I’m always happy to read a comic that begins with an enthusiastic appreciation of women’s penises, but Syncing offers a bit more than just that. An elegant, impulsive erotic scene, two people rushing onto a bare mattress, peeling each other’s clothes off with nervous excitement, is interrupted briefly by an awkward question. After asking to put their mouth on their hookup’s cock, the lithe, dominant figure pauses, and asks shyly “can I call it that?” Ambiguously, the person whose penis has just been taken out replies “uh, sure.” It’s a small moment that nonetheless speaks volumes about life outside the gender binary: our desire to gender each other correctly and affirm one another clashes with the oppressive simplicity of a language long maintained to serve a cissexist world and the reality that one actually can’t ever expect to fully, immediately understand someone else inside out. One learns to embrace uncertainty about the most “basic” concepts of identity just as much as to affirm expressions of transness. Have you ever had lesbian sex with someone who can’t quite say what their gender is?
Queer sex is only one small part of Syncing’s narrative agenda, but that moment could be seen as a coda. This is a comic about a complicated social group in a post-collapse near-future. It is an inhabited, lived-in place and time; people have their dreams, and their relationships have a history. You, the reader, do not have access to any of the context that guides this story in full. No maps or block of text will guide you comfortably through the history of the likely societal collapse or the birth of the communities that exist in its wake. Nobody pauses to tell you their pronouns, or their names, or why they love someone, or why they hate another. Our protagonist, Sparx, the eager and sexually dominant young person from the beginning, either already knows this information or is too shy to ask, gathering what they can from context and snippets of conversation like we do, and misunderstanding situations that are clarified too late.
Syncing is a comic about transformation in a drowned world; people hustling to find connections to their bodies, their community, and the world around them in a post-capitalist future full of possibility yet overrun with decay. Its characters inhabit a neighborhood of diffuse houses that could be Portland, could be a suburb, submerged in deep pools of water that stretch as far as the eye can see. The community is small, reminiscent of a commune, or even a polycule, where everyone knows each other a little. The climate catastrophe has happened, our homes are sinking; maybe beyond this village community lie nothing but toxic jungles and wastelands. Amid this eroded and drowned American landscape, some gays and freaks live on, caring for each other, supporting each other, harassing each other, making awkward glances at each other, peeing on each other consensually, trying to build a better future or at least enjoy the moment in a time seemingly after society’s collapse that still bears the scars of capitalism’s violent sins. While mother nature chokes on humanity’s ruin, a few of her beautiful, androgynous human children remain.
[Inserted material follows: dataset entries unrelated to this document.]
PR #10973, opened 2023-03-17
ZDC data model change 

ddobrigk:
@cortesep @coppedis @jgrosseo up for discussion / approval! Thanks :-D

### DIFF
--- a/Detectors/AOD/src/AODProducerWorkflowSpec.cxx
+++ b/Detectors/AOD/src/AODProducerWorkflowSpec.cxx
@@ -1512,11 +1512,11 @@ void AODProducerWorkflowDPL::run(ProcessingContext& pc)
   auto& ambigMFTTracksBuilder = pc.outputs().make<TableBuilder>(Output{"AOD", "AMBIGUOUSMFTTR"});
   auto& ambigFwdTracksBuilder = pc.outputs().make<TableBuilder>(Output{"AOD", "AMBIGUOUSFWDTR"});
   auto& v0sBuilder = pc.outputs().make<TableBuilder>(Output{"AOD", "V0_001"});
-  #ifdef O2_ZDC_NEWDATAMODEL
+#ifdef O2_ZDC_NEWDATAMODEL
   auto& zdcBuilder = pc.outputs().make<TableBuilder>(Output{"AOD", "ZDC_001"});
-  #else
+#else
   auto& zdcBuilder = pc.outputs().make<TableBuilder>(Output{"AOD", "ZDC"});
-  #endif
+#endif
   auto& caloCellsBuilder = pc.outputs().make<TableBuilder>(Output{"AOD", "CALO"});
   auto& caloCellsTRGTableBuilder = pc.outputs().make<TableBuilder>(Output{"AOD", "CALOTRIGGER"});
   auto& cpvClustersBuilder = pc.outputs().make<TableBuilder>(Output{"AOD", "CPVCLUSTER"});
--- a/Detectors/AOD/src/AODProducerWorkflowSpec.cxx
+++ b/Detectors/AOD/src/AODProducerWorkflowSpec.cxx
@@ -1512,7 +1512,11 @@ void AODProducerWorkflowDPL::run(ProcessingContext& pc)
   auto& ambigMFTTracksBuilder = pc.outputs().make<TableBuilder>(Output{"AOD", "AMBIGUOUSMFTTR"});
   auto& ambigFwdTracksBuilder = pc.outputs().make<TableBuilder>(Output{"AOD", "AMBIGUOUSFWDTR"});
   auto& v0sBuilder = pc.outputs().make<TableBuilder>(Output{"AOD", "V0_001"});
+  #ifdef O2_ZDC_NEWDATAMODEL
+  auto& zdcBuilder = pc.outputs().make<TableBuilder>(Output{"AOD", "ZDC_001"});
+  #else
   auto& zdcBuilder = pc.outputs().make<TableBuilder>(Output{"AOD", "ZDC"});
+  #endif
   auto& caloCellsBuilder = pc.outputs().make<TableBuilder>(Output{"AOD", "CALO"});
   auto& caloCellsTRGTableBuilder = pc.outputs().make<TableBuilder>(Output{"AOD", "CALOTRIGGER"});
   auto& cpvClustersBuilder = pc.outputs().make<TableBuilder>(Output{"AOD", "CPVCLUSTER"});
--- a/Detectors/AOD/src/AODProducerWorkflowSpec.cxx
+++ b/Detectors/AOD/src/AODProducerWorkflowSpec.cxx
@@ -2573,7 +2573,11 @@ DataProcessorSpec getAODProducerWorkflowSpec(GID::mask_t src, bool enableSV, boo
   outputs.emplace_back(OutputLabel{"O2ambiguousMFTtrack"}, "AOD", "AMBIGUOUSMFTTR", 0, Lifetime::Timeframe);
   outputs.emplace_back(OutputLabel{"O2ambiguousFwdtrack"}, "AOD", "AMBIGUOUSFWDTR", 0, Lifetime::Timeframe);
   outputs.emplace_back(OutputLabel{"O2v0_001"}, "AOD", "V0_001", 0, Lifetime::Timeframe);
+#ifdef O2_ZDC_NEWDATAMODEL
+  outputs.emplace_back(OutputLabel{"O2zdc_001"}, "AOD", "ZDC_001", 0, Lifetime::Timeframe);
+#else
   outputs.emplace_back(OutputLabel{"O2zdc"}, "AOD", "ZDC", 0, Lifetime::Timeframe);
+#endif
   outputs.emplace_back(OutputLabel{"O2caloCell"}, "AOD", "CALO", 0, Lifetime::Timeframe);
   outputs.emplace_back(OutputLabel{"O2caloCellTRGR"}, "AOD", "CALOTRIGGER", 0, Lifetime::Timeframe);
   outputs.emplace_back(OutputLabel{"O2cpvCluster"}, "AOD", "CPVCLUSTER", 0, Lifetime::Timeframe);
--- a/Detectors/AOD/src/AODProducerWorkflowSpec.cxx
+++ b/Detectors/AOD/src/AODProducerWorkflowSpec.cxx
@@ -2574,7 +2574,7 @@ DataProcessorSpec getAODProducerWorkflowSpec(GID::mask_t src, bool enableSV, boo
   outputs.emplace_back(OutputLabel{"O2ambiguousFwdtrack"}, "AOD", "AMBIGUOUSFWDTR", 0, Lifetime::Timeframe);
   outputs.emplace_back(OutputLabel{"O2v0_001"}, "AOD", "V0_001", 0, Lifetime::Timeframe);
 #ifdef O2_ZDC_NEWDATAMODEL
-  outputs.emplace_back(OutputLabel{"O2zdc_001"}, "AOD", "ZDC_001", 0, Lifetime::Timeframe);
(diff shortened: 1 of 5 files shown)


Detectors/AOD/src/AODProducerWorkflowSpec.cxx
```diff
@@ -2522,7 +2573,11 @@ DataProcessorSpec getAODProducerWorkflowSpec(GID::mask_t src, bool enableSV, boo
   outputs.emplace_back(OutputLabel{"O2ambiguousMFTtrack"}, "AOD", "AMBIGUOUSMFTTR", 0, Lifetime::Timeframe);
   outputs.emplace_back(OutputLabel{"O2ambiguousFwdtrack"}, "AOD", "AMBIGUOUSFWDTR", 0, Lifetime::Timeframe);
   outputs.emplace_back(OutputLabel{"O2v0_001"}, "AOD", "V0_001", 0, Lifetime::Timeframe);
+#ifdef O2_ZDC_NEWDATAMODEL
+  outputs.emplace_back(OutputLabel{"O2zdc_001"}, "AOD", "ZDC_001", 0, Lifetime::Timeframe);
```
aalkin: This is incorrect, it should be `"ZDC", 1`, the version for AOD tables is encoded in subspec. 
Update: the same goes for V0 table above, the only reason this works is that AOD producer's output is not used directly by tasks.

jgrosseo: OK, this is wrong for all of them. See v0, cascade, collision etc. So it seems to work but is not good of course...

Framework/Core/include/Framework/AnalysisDataModel.h
```diff
@@ -708,9 +711,8 @@ DECLARE_SOA_TABLE(CPVClusters, "AOD", "CPVCLUSTER", //! CPV clusters
                   cpvcluster::ModuleNumber<cpvcluster::ClusterStatus>, cpvcluster::IsUnfolded<cpvcluster::ClusterStatus>);
 using CPVCluster = CPVClusters::iterator;
 
-namespace zdc
+namespace zdclegacy // needed to have the new dynamic columns with the same name
```
```suggestion
namespace zdc_000 // needed to have the new dynamic columns with the same name
```

Framework/Core/include/Framework/AnalysisDataModel.h
```diff
@@ -727,13 +729,319 @@ DECLARE_SOA_COLUMN(TimeZNA, timeZNA, float);                    //!
...
+{
+DECLARE_SOA_INDEX_COLUMN(BC, bc); //! BC index
+// New summarized table, minimal disk footprint, per channel like other detectors
+DECLARE_SOA_COLUMN(Energy, energy, std::vector<float>);       //! Energy of non-zero channels. The channel IDs are given in ChannelE (at the same index)
+DECLARE_SOA_COLUMN(ChannelE, channelE, std::vector<uint8_t>); //! Channel IDs which have reconstructed energy. There are at maximum 26 channels.
+DECLARE_SOA_COLUMN(Amplitude, amplitude, std::vector<float>); //! Amplitudes of non-zero channels. The channel IDs are given in ChannelT (at the same index)
+DECLARE_SOA_COLUMN(Time, time, std::vector<float>);           //! Times of non-zero channels. The channel IDs are given in ChannelT (at the same index)
+DECLARE_SOA_COLUMN(ChannelT, channelT, std::vector<uint8_t>); //! Channel IDs which had non-zero amplitudes. There are at maximum 26 channels.
+// Dynamic columns to take into account packed information; replace old getters
+DECLARE_SOA_DYNAMIC_COLUMN(EnergyZEM1, energyZEM1, //!
```
jgrosseo: Can we add comments for all those as well?

Framework/Core/include/Framework/AnalysisDataModel.h
```diff
@@ -727,13 +729,319 @@ DECLARE_SOA_COLUMN(TimeZNA, timeZNA, float);                    //!
...
+                             return thisamplitude;
+                           });
 } // namespace zdc
 
-DECLARE_SOA_TABLE(Zdcs, "AOD", "ZDC", //! ZDC information
-                  o2::soa::Index<>, zdc::BCId, zdc::EnergyZEM1, zdc::EnergyZEM2,
-                  zdc::EnergyCommonZNA, zdc::EnergyCommonZNC, zdc::EnergyCommonZPA, zdc::EnergyCommonZPC,
-                  zdc::EnergySectorZNA, zdc::EnergySectorZNC, zdc::EnergySectorZPA, zdc::EnergySectorZPC,
-                  zdc::TimeZEM1, zdc::TimeZEM2, zdc::TimeZNA, zdc::TimeZNC, zdc::TimeZPA, zdc::TimeZPC);
+DECLARE_SOA_TABLE(Zdcs_000, "AOD", "ZDC", //! ZDC information
```
jgrosseo, line 1018:
```suggestion
DECLARE_SOA_TABLE(Zdcs_000, "AOD", "ZDC", //! ZDC information, version 0
```

Framework/Core/include/Framework/AnalysisDataModel.h
```diff
@@ -727,13 +729,319 @@ DECLARE_SOA_COLUMN(TimeZNA, timeZNA, float);                    //!
...
+                  o2::soa::Index<>, zdc::BCId, zdclegacy::EnergyZEM1, zdclegacy::EnergyZEM2,
+                  zdclegacy::EnergyCommonZNA, zdclegacy::EnergyCommonZNC, zdclegacy::EnergyCommonZPA, zdclegacy::EnergyCommonZPC,
+                  zdclegacy::EnergySectorZNA, zdclegacy::EnergySectorZNC, zdclegacy::EnergySectorZPA, zdclegacy::EnergySectorZPC,
+                  zdclegacy::TimeZEM1, zdclegacy::TimeZEM2, zdclegacy::TimeZNA, zdclegacy::TimeZNC, zdclegacy::TimeZPA, zdclegacy::TimeZPC);
+
+DECLARE_SOA_TABLE_VERSIONED(Zdcs_001, "AOD", "ZDC", 1, //! Full ZDC information, std::vector format
```
```suggestion
DECLARE_SOA_TABLE_VERSIONED(Zdcs_001, "AOD", "ZDC", 1, //! ZDC information, version 1, std::vector format
```

jgrosseo (commented):
I have posted a few comments for cosmetic changes but the rest is fine with me

Framework/Core/include/Framework/AnalysisDataModel.h
ddobrigk: thanks, taken :-)

Framework/Core/include/Framework/AnalysisDataModel.h
ddobrigk: yes let me do that now ...

Detectors/AOD/src/AODProducerWorkflowSpec.cxx
ddobrigk: Shall we change this everywhere? Or we keep doing as is? What do you think?

aalkin: Probably better to do the rest in a separate PR, for bookkeeping reasons.

Framework/Core/include/Framework/AnalysisDataModel.h
ddobrigk: Added, thanks!

Detectors/AOD/src/AODProducerWorkflowSpec.cxx
ddobrigk: You mean the rest or all of them? What do you think? :-D

aalkin: ZDC should be done correctly from the start here, I think. The rest can be fixed elsewhere so we do not mix them with ZDC-specific change.

coppedis: So we include in this PR all the fixes for the ZDC and then another request will be open for the remaining issues, correct?

ddobrigk: Okay, the latest PR does as you suggested, @aalkin ! Can you please check if I did no do anything major wrong? (technically, though, it's in the part of the producer that is as-of-yet disabled, but I want to be sure it's ok already). If this is fine I would suggest we go ahead and merge so I can do a PR for the O2Physics part. Thanks!!!

ddobrigk:
Marked as ready to review to trigger all checks already (while also waiting for @aalkin 's green light). Thanks!

jgrosseo (dismissed):

jgrosseo:
Is the PR for the converter already there (as draft)?

ddobrigk:
> Is the PR for the converter already there (as draft)?

I don't think I PR-ed it but I have it in [my fork here](https://github.com/AliceO2Group/O2Physics/compare/master...ddobrigk:O2Physics:zdcdevel). I will do a PR as soon as this is merged; anyway now I see some CI errors that I have to look into for O2Physics. More soon...

Framework/Core/include/Framework/AnalysisDataModel.h
```diff
@@ -728,12 +731,317 @@ DECLARE_SOA_COLUMN(TimeZNC, timeZNC, float);                    //!
 DECLARE_SOA_COLUMN(TimeZPA, timeZPA, float);                    //!
 DECLARE_SOA_COLUMN(TimeZPC, timeZPC, float);                    //!
 } // namespace zdc
+namespace zdc_001 // Revised table, required for dynamic in-place replacements
```
aalkin: Please use the same namespace, the versioning should only be done at the table level, otherwise you will have to rename the namespace later.

ddobrigk: Hi Anton, as explained in the comment inside the code, I need to have different namespaces to have different types of columns with the same names: we are swapping out a regular column with a dynamic column in the new version of the table, and these have the same exact name. This cannot be done keeping the same namespace, unfortunately...

aalkin: Since the columns will have different type, they may as well have a different name. In fact, you can rename old columns (only the type names, not the getters). This will be transparent for the users, since they are only using the getters.

ddobrigk: The latest commit should take care: it uses only the `zdc` namespace but changes the column _names_ for the dynamic columns while keeping the same _getters_. Can you please take a look @aalkin ? Thanks a lot!

ddobrigk:
Okay, so the latest CI errors seem unrelated and the code does compile in the regular tests... Now I would say we just need a confirmation with @aalkin to see if everything is in order and then we can merge and proceed to the converter part: I will check if there is maybe any small update that may be required on that side and prepare a PR. Thanks a lot, everyone!!

aalkin:
I have no additional comments, @ddobrigk. Although you may want to produce some new format data files first and test them with O2Physics.

ddobrigk:
> I have no additional comments, @ddobrigk. Although you may want to produce some new format data files first and test them with O2Physics.

Yes, this is a good idea. We did it already with the previous version, but we can redo it. For now, because the data model changes will only kick in after the `define` is uncommented (or, better, the code cleaned up from the previous versions), I suggest we merge and then do the test simultaneously; then the necessary condition to move to the new table in O2 (after also the O2Physics converter PR is merged) is to have the latest code tested.

jgrosseo (approved):

jgrosseo:
I think the CI is unrelated. @ktf can you confirm and then merge?

ddobrigk:
All tests are successful and we should really move on - @shahor02 or @ktf , could you please help us out? I think this is ready to go and agreed upon. Thanks!

shahor02:
I'll run the fullCI locally, will merge if ok.

shahor02:
passed fullCI locally, merging

ddobrigk:
Thank you very much @shahor02 ! I will prepare the O2Physics PR shortly. Have a nice easter break!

Curiosity about science and narrow hopes for environmental renewal permeate the scene. A group of explorers, led by Donna, a researcher who still remembers when her mother didn’t care about her special interests, navigate the limits of the known waters by canoe, learning about what’s left. Sparx shares that enthusiasm for biodiversity, but unweathered by years remains just as enthusiastic for concerts, casual sex, petty grudges and naïve crushes, and is head over heels infatuated with Brian, a mer-person who has huge boobs and apparently lives underwater. After discovering and cultivating a unique fungus, Sparx’s social world and greater curiosities collide catastrophically, the life spent feeling alive and the life spent investigating a world that could go on living threatening to snuff each other out over one house party gone horribly awry.
Syncing presents an awkward, frustrating and hopeful world, a little worse than our own, but a little happier too. This is an angry, bitter comic, presenting a future where the earth has not recovered from the all-out violence which climate criminals have perpetrated upon her and even the liberated survivors of humanity still carry the awkward aches and seething pains of generational trauma. Still, an overwhelming kindness shines through. The potential of queer anarchy pervades these pages and never fades, a future where people look out for each other and everyone gets to be themselves: accepted for their flaws, their passions, their stumbling beauty, their unique strengths and innermost emotions. It’s a wonderful world that we could live in today. It’s a shame that we have to fight for it. Amacher presents her story through charmingly handcrafted cartooning somewhere between the bluntness of a 2000s webcomic and the boldness of a classic underground tract, with approachably stiff figures and minimalistic spaces rendered by a sensual line which becomes more confident and lithe as the series progresses, as if halting the reader to appreciate its dynamism. This is an impressive debut series and I look forward to Amacher’s future work in comics.